Carnegie Mellon researchers say they’ve created a computerized way of matching images in photos, paintings and sketches that’s almost as good as the human eye.
The team says its technique performed well on a number of visual tasks that normally stump computers, including matching sketches of automobiles with photographs of cars.
Most computerized methods for matching images focus on similarities in shapes, colors and composition.
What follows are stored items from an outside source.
Issue #882, opened 2022-05-12
Unable to build powergate CLI


chaitanyaprem:
Followed the steps mentioned in https://docs.textile.io/powergate/ to clone and build Powergate CLI. 
I am facing following errors and unable to proceed. 

My environment is M1 macbook Pro with golang version `go version go1.18 darwin/amd64`

On running `make install-pow` following error is displayed. 
```
go: downloading github.com/marten-seemann/qtls-go1-17 v0.1.0-rc.1
go: downloading github.com/matttproud/golang_protobuf_extensions v1.0.1
# github.com/lucas-clemente/quic-go/internal/qtls
../../../go/pkg/mod/github.com/lucas-clemente/quic-go@v0.21.2/internal/qtls/go118.go:5:13: cannot use "quic-go doesn't build on Go 1.18 yet." (untyped string constant) as int value in variable declaration
make: *** [install-pow] Error 2
```

Thought i found a workaround mentioned here https://github.com/ipfs/go-ipfs/issues/8819 . 
Tried to proceed with it but I am running into the below error. Looks like go-ipfs version used is 0.8 which is very old and using some flags which have been removed in later dependency (quic-go).
```
CGO_ENABLED=0 go install -ldflags="-X github.com/textileio/powergate/v2/buildinfo.GitSummary=v2.6.2-6-gb82b011-dirty -X github.com/textileio/powergate/v2/buildinfo.Version=git -X github.com/textileio/powergate/v2/buildinfo.BuildDate=2022-05-12T00:08:11Z -X github.com/textileio/powergate/v2/buildinfo.GitCommit=b82b011 -X github.com/textileio/powergate/v2/buildinfo.GitBranch=master -X github.com/textileio/powergate/v2/buildinfo.GitState=dirty" ./cmd/pow
# github.com/ipfs/go-ipfs/core/node/libp2p
../../../go/pkg/mod/github.com/ipfs/go-ipfs@v0.8.0/core/node/libp2p/transport.go:21:7: undefined: quic.RetireBugBackwardsCompatibilityMode
make: *** [install-pow] Error 2
```

jsign:
The newest libp2p has a limitation (I guess is temporal) for people compiling with Go v1.18.x, which is a release from some weeks ago.

You need to compile with v1.17.x or older. (i.e: I tried with v1.17.8 now and didn't have an issue compiling)
Be sure that your git repo is clean (no changes).

chaitanyaprem:
[...]

PR #893, opened 2022-08-23
Specify which version of Go is supported

jsolly:
Add a note to the home page about installing Go. Once we have support for newer versions of Go, we will need to modify this again.

Related to https://github.com/textileio/powergate/issues/882 but does not solve it. This only updates the doc.

### DIFF
--- a/README.md
+++ b/README.md
@@ -27,7 +27,7 @@ Join us on our [public Slack channel](https://slack.textile.io/) for news, discu
 
 ## Prerequisites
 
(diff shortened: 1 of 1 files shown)


jsign:
Thanks @jsolly, do you mind taking a look at [DCO](https://github.com/textileio/powergate/pull/893/checks?check_run_id=7979218702) to fix it?

jsolly:
@jsign I fixed the DCO issue!

jsign (approved):
LGTM!

Issue #610, opened 2020-01-27
Missing ellipsis in checkbox label | Too long label collapses checkbox input width


salarenko:
**Describe the bug**
This issue is related to Checkbox component

When checkbox label content is too long to fit in label container it shrinks checkbox input width and doesn't wrap with ellipsis.
Checkbox label also uses `width: fit-content` value which shouldn't be used because of no support on IE11.

**Expected behavior**
Checkbox doesn't collapse, label wraps with ellipsis.

**Screenshots**
![image](https://user-images.githubusercontent.com/17496353/73194347-5cd43900-412c-11ea-9d3f-8c25bc595f92.png)

Version: 0.13.1
Win 10, Chrome v79

PR #1220, opened 2020-07-07
feat: Checkbox label ellipsis overflow

salarenko:
## Related Issue
Closes SAP/fundamental-styles#610

## Description
In previous implementation text inside `.fd-checkbox__label` was not able to properly overflow with ellipsis, because of `display: flex`;

This PR introduces new wrapper which should be used inside `.fd-checkbox__label` to provide proper overflow for the text values.

### DIFF
--- a/docs/pages/components/form.md
+++ b/docs/pages/components/form.md
@@ -615,18 +615,20 @@ Do not use the checkbox control if:
         <div class="fd-form-item">
             <input type="checkbox" class="fd-checkbox" id="Ai4ez611">
             <label class="fd-checkbox__label" for="Ai4ez611">
-                Field label
+                <span class="fd-checkbox__text">Field label</span>
             </label>
         </div>
         <div class="fd-form-item">
             <input type="checkbox" class="fd-checkbox" id="Ai4ez612" checked>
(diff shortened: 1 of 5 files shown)


meganaconley:
A11y looks good - full label is read out when truncated. Seconding request for an example but otherwise looks good.

salarenko:
@InnaAtanasova I've also noticed this behavior in storybbok examples, but this is not related to checkbox itself.
Checkbox examples are grouped in `fieldset` and fieldsets are displayed in flex container. None of flexbox examples wrappers up to `class="root"` container has set width limitations, that's why example is stretching as much as it wants to, no matter if checkbox text/labels have some percentage based width limitation defined.

`.fd-checkbox__label` has `max-width: 100%` limitation. I could at it to `.fd-checkbox__text` but I don't think this is necessary because there is no other way of using `.fd-checkbox__text` than putting it inside `.fd-checkbox__label`.

This is how it works if you remove `display: flex` or define `max-width` from wrapping containers:
checkbox-overflow

salarenko:
@InnaAtanasova, @meganaconley
- I've updated sorybook styling, so now you can easily reproduce wrapping behavior
- I've also updated Breaking Changes

PR #1235, opened 2020-07-10
chore: popover click fix

rengare:
## Description
PR brings fix when popover is clicked. Before it throws console error because function was missing

### DIFF
--- a/.storybook/preview-head.html
+++ b/.storybook/preview-head.html
@@ -304,6 +304,19 @@ function addClass(elementId, className) {
     }
 }
 
+function onPopoverClick(id) {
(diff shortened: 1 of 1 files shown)


.storybook/preview-head.html
```diff
@@ -304,6 +304,19 @@
     }
 }
 
+function onPopoverClick(id) {
+    let elementRef = document.getElementById(id);
+    let toggl = elementRef.getAttribute('aria-hidden');
```
InnaAtanasova, line 309: Is it intentional that `toggle` is `toggl`?

rengare: typo :)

It’s not bad as a way of finding exact or very close image matches – indeed, it’s the method used by apps such as Google Goggles.
However, it’s rather less efficient when it comes to photographs taken in different seasons or under different lighting conditions, say, or in different media, such as photographs, color paintings or black-and-white sketches.
“The language of a painting is different than the language of a photograph,” says Alexei Efros, associate professor of computer science and robotics. “Most computer methods latch onto the language, not on what’s being said.”
One problem is that many images have strong elements, such as a cloud-filled sky, that may have superficial similarities to other images, but aren’t the point of the picture.
More important, reckons the team, are the unique aspects of an image. On the pixel level, a photo of a garden statue in the summer will look very different from the same statue photographed in winter. However, the unique aspects of the statue will carry over from one to the other, or from a color photo to a sketch.
The team computes uniqueness based on a very large data set of randomly selected images. Features that are unique are those that best discriminate one from the rest. In a photo of a person in front of the Arc de Triomphe, for instance, the person’s likely to be similar to people in other photos and thus would be given little weight in calculating uniqueness.
The Arc itself, however, would be given greater weight because few photos include anything like it.
“We didn’t expect this approach to work as well as it did,” says Efros. “We don’t know if this is anything like how humans compare images, but it’s the best approximation we’ve been able to achieve.”
The team says the technique could be used to enhance object detection for computer vision, and is looking at ways of speeding up the matching process.